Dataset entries
PR #225, opened 2026-08-28
skip JSON batch API for GCS regional storage endpoints

egor-voynov-aiven:
Regional storage endpoints for Google Cloud Storage do not support the JSON API batch endpoint, so delete_keys() now falls back to deleting keys one by one when a regional endpoint is configured, instead of grouping delete requests into batch HTTP requests.


vladislav-manafov-aiven (approved):
LGTM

#### [EXERCISE]
Return every line from the entries above that contains the word "aiven".

#### [RESULT BELOW]
egor-voynov-aiven:
vladislav-manafov-aiven (approved):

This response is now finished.